Other than that I would add as possible candidates. 

* Belle & Sebastian's If You're Feeling Sinister
* Andrew Bird's Noble Beast
* Gogol Bordello's Underdog World Strike (I'm obligated to recommend them
* The Magnetic Fields' 69 Love Songs
* The White Stripes' Elephant

Those might be some others.

k.


----------



## brianh (Jan 30, 2014)

The wife loves that Belle and Sebastian album along with Magnetic Fields. Also Black Rebel Motorcycle Club.


----------



## brainsausage (Jan 30, 2014)

Madvillain- Madvillainy
Sleep - Dopesmoker
Cannibal Ox - The Cold Vein
The Kills - midnight boom
Electric Wizard - We Live
Quasimoto - The Unseen
Lootpack - Soundpieces Da antidote
Jaylib - Champion Sound
So many more... Do Faith No More re-releases count?


----------



## Dardeau (Jan 30, 2014)

Soul Coughing- El Oso
Spiritualized- Ladies and Gentlemen We Are Floating in Space
Morphine- the Night
Silver Jews- American Water
Nas-Illmatic
Lucinda Williams-Live at Fillmore East
Balkan Beat Box- Nu Med
This is what I listen to most from post 1995, off the top of my head

And I'm currently trying very hard to get a sold out neutral milk ticket.


----------



## Dardeau (Jan 30, 2014)

Duh.
Neko Case- Blacklisted


----------



## apicius9 (Jan 30, 2014)

I counted, there are 7/70+ artists mentioned so far who's name I heard before, of four of them I remember hearing a song. For me, new classic albums after 1995 would be greatest hits compilations from songs that were recorded before 1975. I guess I am old...

Stefan


----------



## knyfeknerd (Jan 30, 2014)

Dardeau said:


> Nas-Illmatic


Released April 1994


----------



## Dardeau (Jan 30, 2014)

Damn, close enough

I knew it was around there.

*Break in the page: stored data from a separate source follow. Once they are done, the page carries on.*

PR #151, opened 2016-04-27
Call correct wrapped method.

samskivert:
Previously these were infinitely looping.


samskivert:
FYI: I also signed the CLA. Not sure if you need to wait for EA legal to approve.

JoeHegarty:
Nice catch. CLA looks good from here.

I'll sub Aquemini by Outkast then, pretty sure that is later


----------



## knyfeknerd (Jan 30, 2014)

Dardeau said:


> Damn, close enough
> 
> I knew it was around there. I'll sub Aquemini by Outkast then, pretty sure that is later


Yep, Southernplayalisticadillacmusic is a bazillion times better, but it's 94 as well. The mid to late 90's is when all the good hip hop died.


----------



## brainsausage (Jan 30, 2014)

knyfeknerd said:


> Released April 1994



Did you check alla mine too Chris?


----------



## knyfeknerd (Jan 30, 2014)

brainsausage said:


> Did you check alla mine too Chris?


Naw, Illmatic is a great album-one of my alltime faves.........I just knew it was pre 95. I'll go back and cross check everyone's entries when monkies fly outeth of mine buttox.:knife:


----------



## brainsausage (Jan 30, 2014)

knyfeknerd said:


> Yep, Southernplayalisticadillacmusic is a bazillion times better, but it's 94 as well. The mid to late 90's is when all the good hip hop died.



Not true. It's when all the great hip hop became harder to find...


----------



## Erilyn75 (Jan 30, 2014)

I obviously need to get out more because of all listed I only know of Ozzy and The Foo Fighters lol


----------



## daveb (Jan 30, 2014)

apicius9 said:


> I counted, there are 1 (If its the same Ozzie) artists mentioned so far who's name I heard before, of zippo of them I remember hearing a song. For me, new classic albums after 1995 would be greatest hits compilations from songs that were recorded before 1975. I guess I am old...
> 
> Stefan



Stefan - I always feel old when the kids start talking music. I've turned into my parents...


----------



## Lucretia (Jan 31, 2014)

I don't recognize most of these. Guess I'm in the old fart club.

But Leo Kottke and Mike Gordon's "Clone" deserves to be up there.


----------



## Lucretia (Jan 31, 2014)

And another classic--Those Darn Accordians "Clownhead". Gotta love "Hippie with a Banjo."


----------



## labor of love (Jan 31, 2014)

Dardeau said:


> Duh.
> Neko Case- Blacklisted



im all about fox confessor beings the flood.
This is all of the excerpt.